# Egg donor looking for a recipient on egg share scheme !!



## MrsG1984 (Mar 20, 2014)

Hi there,
This is the first time I have wandered out of the safety of the fertility clinic that I'm on the egg sharer programme with!! Daunting but I'm desperate! 
I am 6ft tall and this is making a match very difficult. If there is anyone out there that is looking  for an egg donor. Don't hesitate to contact.
Any advice would be greatly received!
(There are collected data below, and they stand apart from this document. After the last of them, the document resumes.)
PR #16, opened 2019-12-30
OM - 262 | Edit profile form

tuovinensanttu:
Editing profile is now possible.


src/profile/components/editProfile/EditProfile.tsx
```diff
@@ -0,0 +1,125 @@
...
+                postalCode: formValues.postalCode,
+                primary: true,
+                addressType: AddressType.OTHER,
+              }
+            : null,
+        ],
+        updateAddresses: [
+          profileData?.myProfile?.primaryAddress?.id
+            ? {
+                id: profileData?.myProfile?.primaryAddress?.id,
```
jimppa: `id` is guaranteed to be something here because of the ternary check so it can be accessed directly without the optional chaining stuff `profileData.myProfile.primaryAddress.id`

jimppa (changes requested):
Check the comment I left regarding optional chaining.

src/profile/components/editProfile/EditProfile.tsx
tuovinensanttu: Fixed.

jimppa (approved):

PR #18, opened 2020-01-08
OM - 264 | Remove profile

tuovinensanttu:


src/common/checkbox/Checkbox.tsx
```diff
@@ -0,0 +1,34 @@
...
+  return (
+    <div className={classNames(styles.container, props.className)}>
+      <input
+        className={styles.checkbox}
+        type="checkbox"
+        onChange={props.onChange}
+      />
+      <span className={styles.label}>
+        {!props.useTransComponent && props.label}
+        {props.useTransComponent && (
```
jimppa: Could `label` include `useTransComponent`, `components` and `i18Key`? So that the type would be `label: string | React.ReactNode` and usage `<Checkbox label="foo" />` or `<Checkbox label={<Trans i18Key... />}`

src/profile/components/deleteProfile/DeleteProfile.tsx
```diff
@@ -0,0 +1,110 @@
...
+
+  const handleProfileDelete = () => {
+    setDeleteConfirmationModal(false);
+
+    const variables = {
+      id: props.profileID,
+    };
+
+    deleteProfile({ variables })
+      .then(result => {
```
jimppa: Is this `.then()`-block needed?

src/profile/helpers/getServiceNames.ts
```diff
@@ -0,0 +1,13 @@
+import { ServiceConnectionQuery } from '../graphql/__generated__/ServiceConnectionQuery';
+
+export const getServiceTypes = (data?: ServiceConnectionQuery) => {
```
jimppa: I think it would be better if the export would have the same name as the module, or even better a default export! I would change this to `export default function getServiceNames(data?: ServiceConnectionQuery) { ... }`

src/profile/components/profileInformation/ProfileInformation.tsx
```diff
@@ -20,42 +21,45 @@ function ProfileInformation(props: Props) {
...
+              />
+              <LabeledValue
+                label={t('profileInformation.phone')}
+                value={data.myProfile?.primaryPhone?.phone}
+              />
+            </>
+          )}
+        </div>
+      </section>
+      <DeleteProfile profileID={data.myProfile?.id || ''} />
```
jimppa: Would typescript be happy with `{data.myProfile?.id && <DeleteProfile profileID={data.myProfile.id} />`? I don't think the component should be shown without it.

src/profile/components/deleteProfile/DeleteProfile.tsx
```diff
@@ -0,0 +1,110 @@
...
+        if (result.data) {
+        }
+      })
+      .catch(err => {
+        err.graphQLErrors &&
```
jimppa: I think this part should be refactored into a separate helper or something. Don't like the hard-coded `CANNOT_DELETE_PROFILE_WHILE_SERVICE_CONNECTED_ERROR`, I think it should at least be a constant somewhere.

jimppa (changes requested):
Left some comments on things I think could be improved.

src/common/checkbox/Checkbox.tsx
tuovinensanttu: This approach is much better. Changed.

src/profile/components/deleteProfile/DeleteProfile.tsx
tuovinensanttu: It wasn't needed, removed.

src/profile/helpers/getServiceNames.ts
tuovinensanttu: Changed export to default as suggested. I kept the original name (getServiceTypes) and renamed file to match that.

src/profile/components/profileInformation/ProfileInformation.tsx
tuovinensanttu: Yep, it should't be show without id.

src/profile/components/deleteProfile/DeleteProfile.tsx
tuovinensanttu: Created constant and exported error check to own file.

src/common/checkbox/Checkbox.tsx
```diff
@@ -0,0 +1,25 @@
...
+
+function Checkbox(props: Props) {
+  return (
+    <div className={classNames(styles.container, props.className)}>
+      <input
+        className={styles.checkbox}
+        type="checkbox"
+        onChange={props.onChange}
+      />
+      <span className={styles.label}>{props.label}</span>
```
jimppa: I missed this the first time, sorry! This `span` should be a `label` associated with the input.

src/profile/components/profileInformation/ProfileInformation.tsx
```diff
@@ -20,42 +21,47 @@ function ProfileInformation(props: Props) {
...
+              <LabeledValue
+                label={t('profileInformation.phone')}
+                value={data.myProfile?.primaryPhone?.phone}
+              />
+            </>
+          )}
+        </div>
+      </section>
+      {data.myProfile?.id && (
+        <DeleteProfile profileID={data.myProfile?.id || ''} />
```
jimppa: Is the conditional still needed in profileID? I would think that typescript would be fine with `profileID={data.myProfile.id}`

jimppa (changes requested):
A few more things I noticed, otherwise looks good!

src/common/checkbox/Checkbox.tsx
tuovinensanttu: Span changed to label & added name prop as required.

src/profile/components/profileInformation/ProfileInformation.tsx
tuovinensanttu: Condition was not needed, removed.

jimppa (approved):

PR #21, opened 2020-01-09
Improve readme

jimppa:
Attempt at improving the readme


klempine (approved):
This is better than before, kudos!

PR #23, opened 2020-01-16
OM - 310 | Add terms of service

tuovinensanttu:


src/tos/components/termsOfService/TermsOfService.tsx
```diff
@@ -0,0 +1,53 @@
...
+
+  const termsOfService = tosKeys;
+
+  const handleGoBack = () => {
+    history.goBack();
+  };
+
+  return (
+    <PageLayout className={styles.background}>
+      <div className={styles.wrapper}>
```
jimppa: This seems to work fine without the styles from `.wrapper`, so maybe remove `.wrapper` from CSS.

src/i18n/sv.json
```diff
@@ -71,5 +71,36 @@
...
+  },
+  "footer": {
+    "copyright": "Upphovsrätt {{year}}",
+    "reserveRights": "Alla rättigheter förbehållna",
+    "privacy": "Integritetspolicy",
+    "accessibility": "Tillgänglighetsdokument",
+    "terms": "Användarvillkor"
+  },
+  "tos": {
+    "title": "Helsinkiprofiilin käyttöä koskevat käyttöehdot",
```
jimppa: It's a bit strange that title2 has the text 1. XXX. Could you rename some of these titles and messages?
E.g. something like this:
```
"pageTitle": "Helsinkiprofiilin käyttöä koskevat käyttöehdot",
...
...
"termsTitle": "Helsinki profiili - avain kaikkiin kaupungin palveluihin",
"termsText": "Luomalla Helsinkiprofiilin voit...",
"terms1Title": "1. Soveltamisala",
"terms1Terms": "Helsinkiprofiili on Helsingin kaupungin..."
```

src/tos/helpers/getTransComponents.tsx
```diff
@@ -0,0 +1,12 @@
+import React, { ReactNode } from 'react';
+
+export default function getTransComponents(links: Array<string> | undefined) {
+  if (links === undefined) return [];
+  const components: Array<ReactNode> = [];
+
+  links.forEach(link => {
```
jimppa: It would be nicer to use `links.map(...)` instead of forEach.

src/tos/helpers/getTransComponents.tsx
```diff
@@ -0,0 +1,12 @@
+import React, { ReactNode } from 'react';
+
+export default function getTransComponents(links: Array<string> | undefined) {
```
jimppa: You could get rid of the `if (links ...` by setting a default value of empty-array to links: `getTransComponents(links: Array<string> = []) {`

src/tos/constants/tosConstants.ts
```diff
@@ -0,0 +1,7 @@
+export default {
```
jimppa, line 2: Would this file need a TODO-comment?

jimppa (changes requested):

src/tos/components/termsOfService/TermsOfService.tsx
tuovinensanttu: Removed

src/i18n/sv.json
tuovinensanttu: Changed all the keys to match title numbers.

src/tos/helpers/getTransComponents.tsx
tuovinensanttu: Changed to .map

src/tos/helpers/getTransComponents.tsx
tuovinensanttu: Added default

src/tos/constants/tosConstants.ts
tuovinensanttu: Added simple todo note

jimppa: Forgot to push? :)

jimppa (approved):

I have naturally dark blonde hair and brown eyes, rhesus negative blood type and am based in the south east.
Thanks


----------



## fififi (Mar 16, 2011)

You might be better off posting on egg donor section. http://www.fertilityfriends.co.uk/forum/index.php?board=551.0

I'd clicked on your post cos as a recipient I am now facing a 12 month wait at my clinic as such a shortage of donors. This time last year the wait was only 3 months. Am sure someone will be very grateful to be matched with you.

A few more details might help
Where in UK are you? Hair colour? Eye colour? Blood group? Age?


----------



## MrsG1984 (Mar 20, 2014)

Thanks so much for the information and help! Need as much as I can get at the moment ,
As I said I have been waiting to be matched for 6 months now just because of my height.
Just out of interested what clinic are you with? 
Thanks again and good luck x


----------



## fififi (Mar 16, 2011)

Nurture, Nottingham - good stats if you're in/near East Midlands

Amazed you've been waiting for a recipient for so long, especially as you're a proven donor. I would have thought anyone 5'8 or over would be fine & that's got to be a lot of ladies.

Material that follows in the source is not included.